▶ **Your goal**
Exact transcription of the records is required.

▶ **Given records**
PR #2322, opened 2024-05-03
Introduce Searchable Contributors Query

rdig:
## Intro Note

## Current PR Details

This introduces an `OpenSearch` for the `ColonyContributors` query, since, making it searchable, allows us to get the total items count, at the initial fetch time, even if we have pagination for that query.

Doing so allows us to display, in this case members count, after the initial load, in places like dashboard widgets, all at once, while the actual user data loads in the background.

## Testing

Testing this is quite strait forward, you'll just have to find a way to create a lot more users for one of the colonies, more than `100` since that's the pagination value _(realistically, more than 300, so you can actually see the effect)_

After refreshing you should see all the users you have in the database on your dashboard members widget count.

Screenshot from 2024-05-03 18-16-35
Screenshot from 2024-05-03 18-16-54
Screenshot from 2024-05-03 18-17-19


davecreaser (approved):

iamsamgibbs (approved):
All looks good to me!

Screenshot 2024-05-08 at 12 01 29
Screenshot 2024-05-08 at 11 59 24
Screenshot 2024-05-08 at 11 59 19
Screenshot 2024-05-08 at 11 59 14

PR #2324, opened 2024-05-06
fix: bindings not found

joanna-pagepro:
## Description

There's an error when I tried to run `npm run frontend`
image

The issue and suggested solutions can be found here: https://github.com/vitejs/vite-plugin-react-swc/issues/74

## Testing

I'm using Mac Sonoma 14.4.1

## Diffs

**New stuff** ✨

* `@swc/core` package

**Changes** 🏗

* 

**Deletions** ⚰️

*

### DIFF
--- a/package-lock.json
+++ b/package-lock.json
@@ -117,6 +117,7 @@
         "@storybook/blocks": "^8.0.0",
         "@storybook/react-vite": "^8.0.0",
         "@storybook/test": "^8.0.0",
+        "@swc/core": "^1.4.17",
         "@tailwindcss/container-queries": "^0.1.1",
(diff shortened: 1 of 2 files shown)


ArmandoGraterol (approved):
Working as expected as far as I can notice. I also came across this error (Ventura OS) but my solution was to remove the `node_modules` + `package-lock`

joanna-pagepro:
@ArmandoGraterol The same solution works for me as well, but there were many changes in `package-lock` that could affect other packages, not related to this issue, and potentially break something else. I may be wrong, but if this solution is good let me know.

chmanie (approved):
This fixes it for me, too. Thanks @joanna-pagepro!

▶ **Task result**
PR #2322, opened 2024-05-03
Introduce Searchable Contributors Query

rdig:
## Intro Note

## Current PR Details

This introduces an `OpenSearch` for the `ColonyContributors` query, since, making it searchable, allows us to get the total items count, at the initial fetch time, even if we have pagination for that query.

Doing so allows us to display, in this case members count, after the initial load, in places like dashboard widgets, all at once, while the actual user data loads in the background.

## Testing

Testing this is quite strait forward, you'll just have to find a way to create a lot more users for one of the colonies, more than `100` since that's the pagination value _(realistically, more than 300, so you can actually see the effect)_

After refreshing you should see all the users you have in the database on your dashboard members widget count.

Screenshot from 2024-05-03 18-16-35
Screenshot from 2024-05-03 18-16-54
Screenshot from 2024-05-03 18-17-19


davecreaser (approved):

iamsamgibbs (approved):
All looks good to me!

Screenshot 2024-05-08 at 12 01 29
Screenshot 2024-05-08 at 11 59 24
Screenshot 2024-05-08 at 11 59 19
Screenshot 2024-05-08 at 11 59 14

PR #2324, opened 2024-05-06
fix: bindings not found

joanna-pagepro:
## Description

There's an error when I tried to run `npm run frontend`
image

The issue and suggested solutions can be found here: https://github.com/vitejs/vite-plugin-react-swc/issues/74

## Testing

I'm using Mac Sonoma 14.4.1

## Diffs

**New stuff** ✨

* `@swc/core` package

**Changes** 🏗

* 

**Deletions** ⚰️

*

### DIFF
--- a/package-lock.json
+++ b/package-lock.json
@@ -117,6 +117,7 @@
         "@storybook/blocks": "^8.0.0",
         "@storybook/react-vite": "^8.0.0",
         "@storybook/test": "^8.0.0",
+        "@swc/core": "^1.4.17",
         "@tailwindcss/container-queries": "^0.1.1",
(diff shortened: 1 of 2 files shown)


ArmandoGraterol (approved):
Working as expected as far as I can notice. I also came across this error (Ventura OS) but my solution was to remove the `node_modules` + `package-lock`

joanna-pagepro:
@ArmandoGraterol The same solution works for me as well, but there were many changes in `package-lock` that could affect other packages, not related to this issue, and potentially break something else. I may be wrong, but if this solution is good let me know.

chmanie (approved):
This fixes it for me, too. Thanks @joanna-pagepro!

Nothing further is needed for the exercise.